Among the entries below, count the lines that contain the word "find". Respond with the count only.

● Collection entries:
------------------------------
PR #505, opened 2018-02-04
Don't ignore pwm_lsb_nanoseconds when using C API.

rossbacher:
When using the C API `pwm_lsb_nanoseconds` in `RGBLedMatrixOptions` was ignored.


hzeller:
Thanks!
------------------------------
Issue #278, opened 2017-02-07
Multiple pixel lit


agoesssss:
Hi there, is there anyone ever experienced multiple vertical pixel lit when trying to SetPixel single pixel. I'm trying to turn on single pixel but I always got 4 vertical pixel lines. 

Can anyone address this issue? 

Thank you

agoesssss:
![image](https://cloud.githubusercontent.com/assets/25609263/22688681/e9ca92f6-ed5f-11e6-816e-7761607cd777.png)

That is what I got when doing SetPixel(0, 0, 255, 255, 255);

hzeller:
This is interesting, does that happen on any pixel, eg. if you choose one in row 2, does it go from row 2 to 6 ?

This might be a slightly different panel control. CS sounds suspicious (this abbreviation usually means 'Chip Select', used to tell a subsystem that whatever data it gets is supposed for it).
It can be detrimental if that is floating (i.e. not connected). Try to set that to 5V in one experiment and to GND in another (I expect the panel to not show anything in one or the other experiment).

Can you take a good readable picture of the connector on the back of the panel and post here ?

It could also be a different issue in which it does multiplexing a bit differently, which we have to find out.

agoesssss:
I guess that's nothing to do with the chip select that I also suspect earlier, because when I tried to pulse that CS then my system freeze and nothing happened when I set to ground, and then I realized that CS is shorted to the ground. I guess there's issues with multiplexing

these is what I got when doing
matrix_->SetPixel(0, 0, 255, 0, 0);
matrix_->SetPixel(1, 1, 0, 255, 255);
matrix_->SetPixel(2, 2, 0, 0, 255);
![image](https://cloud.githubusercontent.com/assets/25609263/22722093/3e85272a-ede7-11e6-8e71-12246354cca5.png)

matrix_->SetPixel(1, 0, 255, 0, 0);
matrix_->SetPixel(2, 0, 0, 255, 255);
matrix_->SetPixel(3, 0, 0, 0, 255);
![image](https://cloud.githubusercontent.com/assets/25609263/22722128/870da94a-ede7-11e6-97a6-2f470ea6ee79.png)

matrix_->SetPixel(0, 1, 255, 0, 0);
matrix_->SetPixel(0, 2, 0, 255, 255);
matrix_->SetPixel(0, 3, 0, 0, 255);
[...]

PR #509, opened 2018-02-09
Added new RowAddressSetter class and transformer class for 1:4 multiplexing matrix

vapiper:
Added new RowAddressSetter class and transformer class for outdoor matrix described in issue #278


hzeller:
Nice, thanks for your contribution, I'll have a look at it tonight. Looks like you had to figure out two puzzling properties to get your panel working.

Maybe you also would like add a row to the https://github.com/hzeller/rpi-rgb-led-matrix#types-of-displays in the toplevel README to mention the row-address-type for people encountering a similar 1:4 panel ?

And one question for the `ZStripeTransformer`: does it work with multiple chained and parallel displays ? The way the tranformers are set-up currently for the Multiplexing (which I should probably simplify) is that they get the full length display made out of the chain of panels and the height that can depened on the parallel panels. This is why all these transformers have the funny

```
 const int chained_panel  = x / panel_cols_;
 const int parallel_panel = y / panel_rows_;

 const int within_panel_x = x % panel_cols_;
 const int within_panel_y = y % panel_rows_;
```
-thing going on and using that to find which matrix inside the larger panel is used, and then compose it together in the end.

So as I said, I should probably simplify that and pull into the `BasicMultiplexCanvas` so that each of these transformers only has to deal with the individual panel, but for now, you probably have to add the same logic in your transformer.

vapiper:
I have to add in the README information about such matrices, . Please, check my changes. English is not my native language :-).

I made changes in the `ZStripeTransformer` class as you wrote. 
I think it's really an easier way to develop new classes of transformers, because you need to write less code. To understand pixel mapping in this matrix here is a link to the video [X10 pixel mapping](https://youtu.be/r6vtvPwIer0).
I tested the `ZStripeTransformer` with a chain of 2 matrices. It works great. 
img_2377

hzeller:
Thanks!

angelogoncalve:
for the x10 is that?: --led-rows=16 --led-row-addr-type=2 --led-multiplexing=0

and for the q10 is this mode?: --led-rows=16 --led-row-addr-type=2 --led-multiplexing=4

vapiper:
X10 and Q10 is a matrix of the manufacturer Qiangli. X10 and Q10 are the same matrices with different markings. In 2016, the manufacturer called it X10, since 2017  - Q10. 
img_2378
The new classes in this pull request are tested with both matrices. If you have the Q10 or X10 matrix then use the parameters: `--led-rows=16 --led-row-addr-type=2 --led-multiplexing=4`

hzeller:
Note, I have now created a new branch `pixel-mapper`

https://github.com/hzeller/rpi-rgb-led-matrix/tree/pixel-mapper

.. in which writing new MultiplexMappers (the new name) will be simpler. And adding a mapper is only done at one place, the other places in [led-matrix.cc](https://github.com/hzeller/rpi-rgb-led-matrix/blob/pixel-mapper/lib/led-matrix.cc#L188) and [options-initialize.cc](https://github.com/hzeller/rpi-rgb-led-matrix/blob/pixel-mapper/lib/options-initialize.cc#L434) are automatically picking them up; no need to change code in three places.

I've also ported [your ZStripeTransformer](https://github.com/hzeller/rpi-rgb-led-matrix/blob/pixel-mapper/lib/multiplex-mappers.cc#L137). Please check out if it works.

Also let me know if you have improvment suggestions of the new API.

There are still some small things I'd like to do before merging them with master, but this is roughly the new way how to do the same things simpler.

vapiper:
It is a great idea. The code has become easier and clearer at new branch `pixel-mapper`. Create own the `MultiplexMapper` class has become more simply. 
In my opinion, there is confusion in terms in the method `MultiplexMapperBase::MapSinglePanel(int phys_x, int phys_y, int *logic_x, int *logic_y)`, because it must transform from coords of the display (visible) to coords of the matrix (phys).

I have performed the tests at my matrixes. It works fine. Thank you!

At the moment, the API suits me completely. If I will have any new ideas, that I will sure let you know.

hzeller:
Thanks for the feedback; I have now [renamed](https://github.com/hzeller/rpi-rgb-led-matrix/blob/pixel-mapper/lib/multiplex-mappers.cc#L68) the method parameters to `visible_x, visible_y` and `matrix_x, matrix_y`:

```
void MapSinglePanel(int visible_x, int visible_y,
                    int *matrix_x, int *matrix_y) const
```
------------------------------
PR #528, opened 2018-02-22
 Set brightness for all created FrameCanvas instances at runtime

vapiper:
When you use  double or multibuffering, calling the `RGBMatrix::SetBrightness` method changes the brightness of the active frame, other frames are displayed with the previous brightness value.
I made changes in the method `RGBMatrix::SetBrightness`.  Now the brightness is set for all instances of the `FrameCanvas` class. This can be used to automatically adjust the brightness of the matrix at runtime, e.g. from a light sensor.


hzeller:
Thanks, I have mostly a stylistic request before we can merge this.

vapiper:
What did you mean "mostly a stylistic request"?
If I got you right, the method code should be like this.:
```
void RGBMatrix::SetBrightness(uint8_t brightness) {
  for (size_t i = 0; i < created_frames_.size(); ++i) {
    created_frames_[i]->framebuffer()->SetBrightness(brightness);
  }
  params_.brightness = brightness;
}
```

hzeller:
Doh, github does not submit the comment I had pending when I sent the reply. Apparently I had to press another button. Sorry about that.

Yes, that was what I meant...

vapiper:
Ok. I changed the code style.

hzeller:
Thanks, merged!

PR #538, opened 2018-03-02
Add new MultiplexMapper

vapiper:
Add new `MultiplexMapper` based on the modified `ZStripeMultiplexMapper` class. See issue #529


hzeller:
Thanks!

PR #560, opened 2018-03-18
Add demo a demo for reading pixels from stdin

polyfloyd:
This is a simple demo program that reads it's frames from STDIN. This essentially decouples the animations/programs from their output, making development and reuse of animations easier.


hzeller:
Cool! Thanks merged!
------------------------------
● Written answer:
2